Another challenge for homeowners seeking acceptance into the Hope for Homeowners program is that most of the distressed mortgages are held by real estate trusts, where the authority to grant a modification is often divided up among many different parties.

According to the Center for Responsible Lending, a national non-profit policy organization devoted to eliminating abusive lending practices, approximately 80 percent of subprime mortgages issued in the several years leading up to 2007 were securitized, whereas banks directly own only about 20 percent.

There is language in the $700 bailout bill that directs the Treasury Department to develop a plan to curb foreclosures by encouraging mortgage servicers to modify mortgages under the Hope for Homeowners program, in addition to undertaking other loan modification efforts.

However, it is unclear whether the government will actually have full control of mortgages even in the securities that it purchases. In many mortgage securitizations, mortgages were packaged into securities that were sliced into different sections and sold to different investors. If the federal government follows through on its plan to buy up distressed securities, it is likely to own only pieces of the underlying mortgages according to Ellen Harnick, senior policy counsel at the Center for Responsible Lending.

“No one investor has the right to force the modification of the securities without the consent of the other investors,” Harnick said. “The Treasury Department is going to be just like any other investor — although it may have some moral suasion.”

Even if some mechanism is established to streamline the loan modification process, Hope for Homeowners may ultimately benefit lenders more than homeowners in the parts of the five boroughs with high foreclosure rates, like Queens.
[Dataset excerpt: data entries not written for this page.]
PR #1751, opened 2024-11-16
Replaces the title "callout" with an actual title

anenadic:


episodes/02-practice-learning.md
```diff
@@ -93,6 +93,8 @@ for how we teach.
 
 :::::::::::::::::::::::::::::::::::::  callout
 
+## Models are not perfect but are still helpful
```
brownsarahm, line 96:
```suggestion
### Models are not perfect but are still helpful
```

I think this is better structurally for eg screen readers, but waiting on confirmation of style

brownsarahm:
Thanks @anenadic for always doing such a thorough read before you teach!! these PRs are so valuable to the community ❤️ 

I had to clarify a bit of my understanding of the workbench before applying a tiny fix on this, sorry for the delay

PR #377, opened 2023-03-09
adjust indent-all script to use new clang-format version

nfehn:
@btemuer is this what you did to solve it? Any concerns regarding my fix?

### DIFF
--- a/contrib/utilities/indent-all
+++ b/contrib/utilities/indent-all
@@ -26,8 +26,8 @@
 #
 #########################################################################
 
-if test -f "programs/clang-11/bin/clang-format"; then
-  cf=programs/clang-11/bin/clang-format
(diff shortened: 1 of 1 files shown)


btemuer:
No, I changed the condition and the first statement, not the second. I would suggest writing

```bash
if test -f "contrib/utilities/programs/clang-11/bin/clang-format"; then
  cf=contrib/utilities/programs/clang-11/bin/clang-format
else
  cf=clang-format
fi
```
and execute this script from the top-level directory so `clang-format` can find the source files. I think the `else` statement here makes sure to take the default `clang-format` executable in the path (version 10 in our Ubuntu) in case `v11.1` wasn't downloaded,

peterrum:
I have pushed parallel also the fix^^

peterrum (approved):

According to PropertyShark, there were 665 foreclosures in Queens in the third quarter, an increase of 100 percent from the same period last year.
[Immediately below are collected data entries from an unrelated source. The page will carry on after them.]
PR #378, opened 2023-03-10
Incorporate non-hypercube elements and every triangulation type in categorazation.h

### LINKED ISSUE #375: Dynamic cast of a triangulation to p:d:T
Maybe I am missing something here but why are we doing a dynamic cast to a `p:d:T`?
https://github.com/exadg/exadg/blob/d3c21325476fad9eed77e335ac78da17787ec207/include/exadg/poisson/preconditioners/multigrid_preconditioner.cpp#L103-L105
When I use a a fullydistributed or a serial triangulation the cast seems to fail and I get a segmentation fault from the `Categorization::do_cell_based_loops`, which tries to use `tria`.

necioglu:
This PR closes #375 and replaces `dim*2` (which is equal to `n_faces` for hypercubes) by dealii's `n_faces` in categorization.h.

### DIFF
--- a/include/exadg/matrix_free/categorization.h
+++ b/include/exadg/matrix_free/categorization.h
@@ -50,9 +50,9 @@ do_cell_based_loops(dealii::Triangulation<dim> const & tria,
   else
     data.cell_vectorization_category.resize(tria.n_active_cells());
 
-  unsigned int const n_faces_per_cell = tria.get_reference_cells()[0].n_faces();
   AssertThrow(tria.get_reference_cells().size() == 1,
               dealii::ExcMessage("No mixed meshes allowed."));
+  unsigned int const n_faces_per_cell = tria.get_reference_cells()[0].n_faces();
 
   // ... setup scaling factor
   std::vector<unsigned int> factors(n_faces_per_cell);
--- a/include/exadg/matrix_free/categorization.h
+++ b/include/exadg/matrix_free/categorization.h
@@ -50,8 +50,12 @@ do_cell_based_loops(dealii::Triangulation<dim> const & tria,
   else
     data.cell_vectorization_category.resize(tria.n_active_cells());
 
+  unsigned int const n_faces_per_cell = tria.get_reference_cells()[0].n_faces();
+  AssertThrow(tria.get_reference_cells().size() == 1,
+              dealii::ExcMessage("No mixed meshes allowed."));
+
   // ... setup scaling factor
-  std::vector<unsigned int> factors(dim * 2);
+  std::vector<unsigned int> factors(n_faces_per_cell);
 
   std::map<unsigned int, unsigned int> bid_map;
   for(unsigned int i = 0; i < tria.get_boundary_ids().size(); i++)
@@ -60,13 +64,13 @@ do_cell_based_loops(dealii::Triangulation<dim> const & tria,
   {
     unsigned int bids   = tria.get_boundary_ids().size() + 1;
     int          offset = 1;
-    for(unsigned int i = 0; i < dim * 2; i++, offset = offset * bids)
+    for(unsigned int i = 0; i < n_faces_per_cell; i++, offset = offset * bids)
       factors[i] = offset;
   }
 
   auto to_category = [&](auto & cell) {
     unsigned int c_num = 0;
-    for(unsigned int i = 0; i < dim * 2; i++)
+    for(unsigned int i = 0; i < n_faces_per_cell; i++)
     {
       auto & face = *cell->face(i);
       if(face.at_boundary())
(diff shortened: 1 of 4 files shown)


include/exadg/poisson/preconditioners/multigrid_preconditioner.cpp
```diff
@@ -100,8 +100,7 @@ MultigridPreconditioner<dim, Number, n_components>::fill_matrix_free_data(
 
   if(data.use_cell_based_loops && this->level_info[level].is_dg())
   {
-    auto tria = dynamic_cast<dealii::parallel::distributed::Triangulation<dim> const *>(
-      &this->dof_handlers[level]->get_triangulation());
+    auto tria = &this->dof_handlers[level]->get_triangulation();
```
peterrum, line 103: Thanks :+1:

include/exadg/matrix_free/categorization.h
```diff
@@ -50,8 +50,12 @@ do_cell_based_loops(dealii::Triangulation<dim> const & tria,
   else
     data.cell_vectorization_category.resize(tria.n_active_cells());
 
+  unsigned int const n_faces_per_cell = tria.get_reference_cells()[0].n_faces();
```
peterrum, line 53: The changes in this function look fine. But, I would like to point out that cell-centered face loops do not work yet in deal.II.

necioglu: I assume you mean for simplex? 

Yes, I have noticed that. As far as I remember, the code failed here for me:

https://github.com/dealii/dealii/blob/947199be8142d3fc7bde15d8f94f168573ccf5d2/include/deal.II/grid/tria_accessor.templates.h#L755-L764 

And once you mentioned that this Assert is mostly an indication of the function not being extended, yet.

nfehn (approved):

include/exadg/matrix_free/categorization.h
nfehn: I think we should assert in ExaDG (in categorization.h) that simplices are not supported for cell-based face loops. What do you think?

Principally, we should only rely on deal.II error messages if the error message is easy to interpret for ExaDG users and if this error message appears both in debug and release mode. To make an example, I encountered recently that the degree <=2 restriction of simplices in dealii does not give easy to interpret error messages in release mode, which is clearly sub-optimal for ExaDG users.

necioglu: > I think we should assert in ExaDG (in categorization.h) that simplices are not supported for cell-based face loops. What do you think?

I agree. I had different kind of errors from dealii in Debug mode, when I tried to enable cell-based face loops, see https://github.com/exadg/exadg/pull/380#issuecomment-1464139651. And I would say, they would be hard to interpret for someone who is not familiar with simplices.

However, I am not sure if we should for example assert degree <=2 in ExaDG, as well. Most of the dealii asserts I have encountered only appear in debug mode. I think if we add them on ExaDG, we would end up having too many. That is why I do development in debug, and calculations in release mode.

nfehn: Sure, but let's also keep in mind that you are the person most familiar with simplices in ExaDG. We should make sure that every other user of ExaDG is able to use simplices as well. I think if we place the asserts at a central place, its not too much work. Let's postpone the discussion on the "degree <=2 restriction", it is not related to this PR and was just an example. (The problem with degree <=2 is that we do not construct the finite element at a central place in ExaDG for all the modules, meaning that we would need this assert at several places, which is clearly sub-optimal.)

include/exadg/matrix_free/categorization.h
```diff
@@ -50,8 +50,12 @@ do_cell_based_loops(dealii::Triangulation<dim> const & tria,
...
+  AssertThrow(tria.get_reference_cells().size() == 1,
+              dealii::ExcMessage("No mixed meshes allowed."));
```
nfehn, line 55: I do not understand this error message. Didn't we say that pure simplex meshes do not allow cell-based face loops (which is the content of the present function)?

necioglu: No this is to check if we have multiple reference cells in our triangulation, i.e. mixed mesh. If we don't check this we might end up having a wrong `n_faces_per_cell`.

nfehn: Then I would write the Assert before the line with `n_faces_per_cell`.

include/exadg/matrix_free/categorization.h
nfehn: @peterrum what do you suggest here? An additional assert for simplex?

include/exadg/matrix_free/categorization.h
necioglu: done.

“I think that a smart lender would run to take part in the program so that you will take a 10 percent hit, but get out before the bottom falls out,” said Dean Baker, co-director of the Washington-based Center for Economic and Policy Research.

According to Baker, New York City is still seriously overvalued and homeowners in depreciating neighborhoods who get a refinanced mortgage pegged to 90 percent of current market value face the prospect of living in a home that is worth less than their mortgage.

“The homeowner is the one that will get screwed,” he said. “They will get a new mortgage and two or three years later they will be 20 percent under water.”